Warning skills and raw material shortages are hindering house building in the region
PUBLISHED: 19:00 07 February 2017 | UPDATED: 19:00 07 February 2017
The boss of one of the region’s key house-builders has said shortages of skills and raw materials are among many factors hindering house building.
He spoke out as the government published its blueprint to tackle Britain’s “broken” housing market with measures including more use of compulsory purchase powers on stalled sites, and a cut to the time-limit for developers to start building after being given planning permission.
While the rate of house building in Norwich has grown, Norwich City Council Sustainable Development Panel minutes warn the current figures for housebuilding fall short of its five year target.
Tony Abel, chairman of Watton-based Abel Homes, said there were a number of factors hindering house building, including a continued nervousness about lending to the sector.

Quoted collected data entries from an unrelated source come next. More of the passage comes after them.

PR #179, opened 2016-09-10
ENH: add page to discuss how to choose an installation method.

rgommers:


pv:
I'm somewhat worried that these pages are getting too long, and appear confusing and complicated for newcomers.

I think the point of the install page to point the method/recipe that we recommend for each platform, but not necessarily to list or discuss all possible methods.

www/choosing-install-method.rst
```diff
@@ -0,0 +1,149 @@
...
+- Can work with an existing Python install (do *not* install into the Python
+  provided by your OS though, that's always a bad idea).
+- Is very widely used, and is the installer recommended by the
+  `Python Packaging Authority <https://www.pypa.io>`_.
+- Installs wheels, which more and more packages provide on PyPI_.
+
+Cons:
+
+- Does not work well on Windows.
+- Does not include a true dependency resolver (so state can become inconsistent).
```
matthew-brett: I've never encountered this.  I can't think offhand think of that problem coming up in an issue or mailing list question.

www/choosing-install-method.rst
```diff
@@ -0,0 +1,149 @@
...
+- Cannot handle non-Python dependencies (those are important for scientific
```
matthew-brett: Well, there are wheels which use BLAS / HDF5 etc, with the libraries shipped in the wheel. so I think this one is more of a technical note.

www/choosing-install-method.rst
```diff
@@ -0,0 +1,149 @@
...
+  applications: BLAS/LAPACK, HDF5, etc.).
+- Not all packages provide complete dependency info on PyPI, which can make
+  pip_ installs fail.
+- Publishing wheels on PyPI (so pip_ can install them) is hard, especially
```
matthew-brett: This also seems like a debatable technical point.

matthew-brett:
I also think this page is too long, and reads more like a pitch on "why I like conda".

www/choosing-install-method.rst
```diff
@@ -0,0 +1,149 @@
...
+  `Python Packaging Authority <https://www.pypa.io>`_.
+- Installs wheels, which more and more packages provide on PyPI_.
+
+Cons:
+
+- Does not work well on Windows.
+- Does not include a true dependency resolver (so state can become inconsistent).
+- Cannot handle non-Python dependencies (those are important for scientific
+  applications: BLAS/LAPACK, HDF5, etc.).
+- Not all packages provide complete dependency info on PyPI, which can make
```
matthew-brett: You are maybe thinking of packages that don't declare dependencies on numpy / scipy etc.   This can happen, but a) is not very common now b) doesn't apply to the instructions on the installation page and c) is easily fixed.

Do you know of any current examples?

www/choosing-install-method.rst
```diff
@@ -0,0 +1,149 @@
...
+Pros:
+
+- Package manager itself already installed (on Linux) or so useful for
+  non-Python things that you'll want to install it anyway (on OS X).
+- Package managers are reliable, mature technology.
+- Easy to get started.
+
+Cons:
+
+- On Linux, installs into the same Python environment as used by the OS itself,
```
matthew-brett: I believe this is a) a rare problem b) solved by user installs, which we recommend.

www/choosing-install-method.rst
```diff
@@ -0,0 +1,149 @@
...
+  which can be fragile if you want to install packages also with pip_.
+- On OS X, packages provided by Homebrew and Macports are often not as well
```
matthew-brett: I guess you must be referring to BLAS / LAPACK?   A quick test suggests that homebrew uses Accelerate for numpy BLAS, at least.  What reason do you have to think that homebrew or macports packages are not optimized and / or tested properly?

rgommers:
> I'm somewhat worried that these pages are getting too long, and appear confusing and complicated for newcomers.

That's why I split it into 2 pages, one "how do I install using methods X, Y, Z" for those who know what they want (with a single recommendation to use a distribution), and the other one with how to choose a method. You wouldn't get to this page at all from the main scipy.org page. Only if youre' on scipy.org/install and really don't know, then follow the link. 

I'm happy to link to an external reference for this, but I'm not aware of a good one that is aimed at scientific users.

> I think the point of the install page to point the method/recipe that we recommend for each platform, but not necessarily to list or discuss all possible methods.

Hmm, that would make it a very short page. If I take that literally, then we'd have to remove 80% of content. I'd rather aim for the commands/downloads for all popular methods. Otherwise I'd have to strongly advocate for removing pip from the whole page (which seems wrong), because for new users it's not the best method anywhere.

www/choosing-install-method.rst
rgommers: Eh, not really. It's the same issue as why we say on OS X to never use system Python.

www/choosing-install-method.rst
rgommers: This I took from your PR. You just added some text saying to not use Homebrew provided packages even if they exist but use ``pip`` instead. So you tell me:)

www/choosing-install-method.rst
rgommers: This is the root cause of many ``pip`` issues. I've broken packages by upgrading other ones. But here's an example of an issue with a ridiculous amount of +1's that's caused by this: https://github.com/pypa/pip/issues/59

This is probably the single worst problem pip has.

www/choosing-install-method.rst
rgommers: Also no, that's not just a technical note. Not long ago I wanted PyQt on Linux for Python 3.x. There were no 3.x package manager packages. With ``pip`` this is basically not possible. I gave up after wasting 2 hours.

And yes, technically a wheel is a zip so you can stuff anything inside it. But almost no one does that because it's ridiculously hard.

www/choosing-install-method.rst
rgommers: SciPy itself for example will not correctly declare the lowest numpy version it supports. See a long post by Nathaniel on distutils-sig for details: https://mail.python.org/pipermail/distutils-sig/2015-October/027161.html

www/choosing-install-method.rst
rgommers: I can tweak the text, but it's extremely clear that it's far harder than publishing conda packages. It requires a lot of nontrivial steps. Last year I did it for PyWavelets (only C, no BLAS etc.), probably took a day to get Appveyor to work well, then you have to download things from there, etc. Still don't have OS X wheels. There are just very many moving parts, and little automation.

rgommers:
> I also think this page is too long, and reads more like a pitch on "why I like conda". 

We can remove the pros/cons if you all prefer that, I'll find another home for them. What about the recommendations?

rgommers:
> reads more like a pitch on "why I like conda". 

I'm sorry, but that's not really a fair comment. The technical differences in capability have grown so large that it's not about personal preference (and I personally use both). ``pip`` does have its place, it's just not the first thing we should be teaching new scientific users.

matthew-brett:
I'll respond to the individual things if you like, but how about a thought experiment.  Why don't I write a page saying "why I recommend pip" (which I do) and you write one on "why I recommend conda" (which you do).

I say thought experiment, because that doesn't seem like something we should do on the scipy.org website, but on blog pages or whatever.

He also highlighted other obstacles such as utility and planning delays and the need for infrastructure - with lack of amenities often cited by critics of planning schemes. He also said the country needed “more artisans” and warned of raw material delays caused by the closure of suppliers during the recession. John Fuller, the leader of South Norfolk council, said the house building model was shifting to more smaller developments around market towns and in villages. “We [councils] have given more and more planning, but with this white paper the government is giving us the tools to turn those permissions into homes. Whether to buy or to rent.” Norwich City Council leader Alan Waters said the government needed to recognise the importance of local authorities and their ability to solve housing shortages. He said the roots of the current crisis lay in the fact that council and affordable homes stopped being built 30 years ago. He said councils had a solution if they could borrow against assets and receipts from council houses. But he welcomed the recognition in the white paper that more homes needed to be built for renters, and with more security. But said safeguards should apply to the large numbers living in costly private rented and often sub-standard housing now. David Henry, head of Savills in the East, said the “real challenge is turning these ideas into bricks and mortar”.
Key policies in the housing white paper
Local councils having to provide detailed plans for housing growth in their area every five years.
Housebuilding timescales will be shortened, requiring developers to start building within two years instead of three, when planning permission is granted.
More action has also been promised to help small independent builders enter the market through the £3 billion Home Building Fund.
The government will work with the British Property Federation and the National Housing Federation to ensure that “family friendly” tenancies of three or more years are available for renters wanting longer-term tenancies.
Councils will also be expected to use land more efficiently, by building homes at higher density where there is a shortage of land and good transport links.
A ban on large developers imposing “rip-off” fees on freehold property owners will also be considered.